Day 773: 5 Minute Freewrite: Monday - Prompt: nautical language (and, The Posture of Innocence, day 40)

in #writing3 months ago (edited)

Lieutenant Longstreet, a former merchant seaman, notices that all is suddenly not well with Captain Lee's ship of state, while Captain Lee has visions of fire for the first time in 27 years ...

To get totally caught up on The Posture of Innocence, here are the prologue, day 1, day 2, day 3, day 3.5, day 4, day 4.5, day 5, day 5.5, day 6, day 7, day 7.5, day 8, day 9, day 9.5, day 10, day 10.5, day 11, day 11.5, day 12, day 12.5, day 13, day 13.5, day 14, day 15, day 16, day 16.5, day 17, day 18, day 19, day 19.5, day 20, day 20.5, day 21, day 22, day 22.5, day 23, day 23.5, day 24, day 24.5, day 25, day 25.5, day 26, day 26.5, day 27, day 27.5, day 28, day 28.5, day 29, day 29.5, day 30, day 30.5, day 31, day 31.5, day 32, day 32.5, day 33, day 33.5, day 34, day 34.5, day 35, day 35.5, day 36, day 36.5, day 37, day 37.5, day 38, day 38.5, day 39, and day 39.5!

the posture of innocence, little version.png

Lieutenant Lightfoot knocked on the door and walked in with a sheaf of folders under his arm. Before long, Captain Lee, Mr. Black, and the five lieutenants took over the conference room, and the table, and started pulling things apart and together.

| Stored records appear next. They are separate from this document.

PR #512, opened 2017-08-14
use new client and add better logging to backend client

noam-arad:


liveRecorder/KalturaClient/Client.py
```diff
@@ -25,25 +25,25 @@
 #
 # @ignore
 # ===================================================================================================
-from Plugins.Core import *
-from Base import *
+from __future__ import absolute_import
```
kalturaguy: do we have __future__ (python 2.7.13) in production?

liveRecorder/KalturaClient/Client.py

“Oh, if these people knew that Captain Calvert didn't get to burn all these other records, and now all these things are coming together – they would run like the fires of hell were licking at their heels!” Mr. Black said when finally Captain Lee called a break for lunch.

Four of the five lieutenants were up like a shot and were out the door, as was Mr. Black, still laughing. Captain Lee did not move, and Lieutenant Longstreet, having seen the captain's sudden expression out of the corner of his eye, turned back...

It so happened that as Captain Lee was himself an orphan at two years old and had lost a son who would have been 27 in 2019, so it was that Lieutenant Longstreet, 27 years old, had lost his father to an accident when he was 14. Captain and lieutenant thus resonated with each other closely, and Lieutenant Longstreet was watchful, conscious of the fact that although Captain Lee had great strength, he also was mortal, and that the stress of the way things had been was wearing on him.

Lieutenant Longstreet had taught himself to read the subtle clues to his commander's moods despite his commander's perennial marble front. In nautical language: Lieutenant Longstreet was a thoughtful first mate, ever mindful of the needs of his captain and aware that as went the captain, so went the ship. To this point in the day things had gone well, but there was a grim blankness that had suddenly come over Captain Lee's face, the kind of look a calm captain might have should a sea monster rise up and open its mouth wide enough to swallow his entire ship.

“Captain,” the lieutenant had said firmly, seeking to cut through the fog he sensed had come over his commander's mind.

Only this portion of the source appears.